= Lee Boon Chim =

Malaysian politician

Lee Boon Chim (1926–1998) was a Malaysian businessman and a pioneer of standard Malaysia rubber, who helped guide Malaysian rubber into becoming a valuable international commodity. He was also the Chairman of the Kuala Lumpur Commodity Exchange and later a Senator in the Malaysian Senate, participating in various government activities.

== Personal life ==
Lee Boon Chim was born and went to school in Singapore. He was a distant relative of the philanthropist Lee Kong Chian. He went to Cheklang University to read history, but his studies were interrupted by the Civil War.

He married Puan Sri Choi Lai Wah and had five children. He was an avid connoisseur of cigar and pipe smoking, and eventually succumbed to lung cancer. He also suffered from diabetes and Parkinson's disease. He died peacefully in London in 1998, where he spent his last days surrounded by his family. He often visited Kew Gardens in England, where the initial rubber seeds collected by Henry Wickham from Brazil were germinated before export to British Malaya, Singapore and Ceylon.

== Career ==

Following an apprenticeship as a clerk, he was appointed in 1948 as the manager of Lee Rubber Co Ltd in Kuala Lumpur and was later promoted to managing director of Lee Rubber (Selangor) Sdn Bhd in 1962.

He was appointed as the Chairman of the KL commodity exchange, the first futures exchange in Malaysia and all of Southeast Asia. Amongst his other posts were the President of the Federation of Rubber Trade Associations and board member on the Malaysian Rubber Exchange & Licensing Board.

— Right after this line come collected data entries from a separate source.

PR #272, opened 2023-07-10
XRENDERING-721: Content of script tags should be ignored to avoid additional content being saved

manuelleduc:
Jira: https://jira.xwiki.org/browse/XRENDERING-721

**TODO**
- [x] add for html5
- [x] also exclude `script` elements
- [x] make sure to support nested elements (not needed for the current use cases, but still safer to have it work as expected)

### DIFF
--- a/xwiki-rendering-syntaxes/xwiki-rendering-syntax-xhtml/src/main/java/org/xwiki/rendering/internal/parser/xhtml/wikimodel/XWikiHeadTagHandler.java
+++ b/xwiki-rendering-syntaxes/xwiki-rendering-syntax-xhtml/src/main/java/org/xwiki/rendering/internal/parser/xhtml/wikimodel/XWikiHeadTagHandler.java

Lee Boon Chim was involved in all aspects of the industry, including trading, research and development, marketing and management. In 1964 he pioneered the commercial production of Technically Specified Natural Rubber (TSR) and his efforts culminated in the first production of TSR, which later evolved into Standard Malaysia Rubber (SMR) in 1965, which was an industry milestone resulting in a method of grading rubber quality (by ash, nitrogen, dirt and volatile substance content), which revolutionised the industry; for the first time, allowing buyers to choose the quality of rubber they needed. The standard was later adopted and imitated by many other natural rubber producing countries to grade their own national rubber (SIR, STR etc.).

He was a founder member of the Institution of the Rubber Industry (Malaysia), now the Plastics & Rubber Institute, and an Honorary Life Vice President.

In his later years, he was appointed a Senator in the Malaysian Senate.

== Awards ==

He has been honored twice by Yang Dipertuan Agong, the King of Malaysia: he was a Companion of the Order of the Crown of Malaysia - Johan Setia Mahkota (JSM) in 1969 and the Commander of the Order of the Crown of Malaysia - Panglima Setia Mahkota (PSM) in 1976.

He has also received an Honorary Doctorate in Law from the University of Malaya (1971) and the 1992 Gold Medal from the Malaysian Institute of Chemistry (IKM).